Together, we identified 43 distinct threats and narrowed the list down to 10. We found six new critical vulnerabilities in addition to four existing ones from the original OWASP Top Ten. Let’s dive in!

  1. Prompt Injection (LLM01)

    Yet again, number one on the list is a form of injection - Prompt Injection.

    Attackers can craft malicious input to manipulate LLMs into unknowingly executing unintended actions. There are two types of Prompt Injection – direct and indirect. An example of direct injection is an attacker sending a prompt injection to an LLM for interacting with insecure functions and exploiting backend systems. Indirect injection could consist of an LLM accepting input from an external source, such as a website or files controlled by a malicious user.

  2. Insecure Output Handling (LLM02)

    Similar to web application output handling, the LLM model output is parsed without any filtration. This can allow for XSS, SSRF, privilege escalation, or remote code execution.

  3. Training Data Poisoning (LLM03) *new*

    Any machine learning model requires training data (raw text) to service the user needs. Training data should contain a broad range of genres, domains, languages, and content. The manipulation of data or a lack of tuning data can result in data poisoning, which can compromise the model’s security, effectiveness, and accuracy of predictions. Some threat vectors include using data from an unverified source, inadequate sandboxing/training, or the creation of falsified documents impacting the model’s outputs.

  4. Model Denial of Service (LLM04)

    An attacker can consume a high volume of resources by interacting with an LLM to cause Denial of Service. Since we are in the early stages of understanding and implementing LLMs, developers need to understand the input and output capacity of the model.

  5. Supply Chain Vulnerabilities (LLM05) *new*

    This vulnerability exists in the current AppSec realm and extends to training data, vulnerable ML models, third-party packages, and deprecated models. Understanding the terms and conditions of specific models, mitigating vulnerable and outdated components, updating inventory per the Software Bill of Materials (SBOM), and implementing the patching policy will prevent these types of vulnerabilities.

  6. Sensitive Information Disclosure (LLM06)

    LLMs may reveal sensitive information (e.g., proprietary algorithms) if output is not properly sanitized. Those adopting LLM models should understand how each model works and avoid the risk of revealing sensitive information in the output via different streams.

  7. Insecure Plug-in Design (LLM07) *new*

    This occurs when a potential attacker constructs a malicious request to the plugin, resulting in a wide range of undesired behaviors (e.g., remote code execution). An example would include a plugin accepting configuration strings instead of parameters to override entire configuration settings.

  8. Excessive Agency (LLM08) *new*

    Excessive Agency arises when an LLM agent or plugin is provisioned with excessive permissions to read, write, or execute the required operation. An example is a plugin requiring access to modify the data used in the application. Although read permission is necessary, edit permission may not be required.
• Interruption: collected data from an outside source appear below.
PR #1100, opened 2022-07-09
Fix recent fuzzers issues and false positives

yoniko:
- Fixed incorrect free in `round_trip_fuzzer.c` (https://bugs.chromium.org/p/oss-fuzz/issues/detail?id=48884)
- Fixed `round_trip_frame_uncompressed_fuzzer.c` to not use uninitialized memory (https://bugs.chromium.org/p/oss-fuzz/issues/detail?id=48910)
(note file was reformatted, please ignore whitespaces when reviewing)

### DIFF
--- a/ossfuzz/round_trip_frame_uncompressed_fuzzer.c
+++ b/ossfuzz/round_trip_frame_uncompressed_fuzzer.c
@@ -16,123 +16,119 @@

  9. Overreliance (LLM09) *new*

    Systems depending excessively on LLM models for decision-making may produce inaccurate information and misleading content. Attack scenarios include using AI models for news organizations and Codex (a general-purpose programming model) to develop code with security vulnerabilities. This will generate an output that is syntactically correct, but may not be semantically correct.

  10. Model Theft (LLM10) *new* 

    Last on the top ten list, Model Theft is about the propriety LLM model being compromised and extracted to another model. It compromises the confidentiality and integrity of the LLM and provides unauthorized access to any sensitive information contained within the model.


With the advent of AI into multi-cloud environments, supply chains, and global sales channels, security concerns relating to privacy and intellectual property are top-of-mind for development security operations teams. Understanding the hierarchy of vulnerabilities is now requisite for IT professionals along every step of the vulnerability management lifecycle.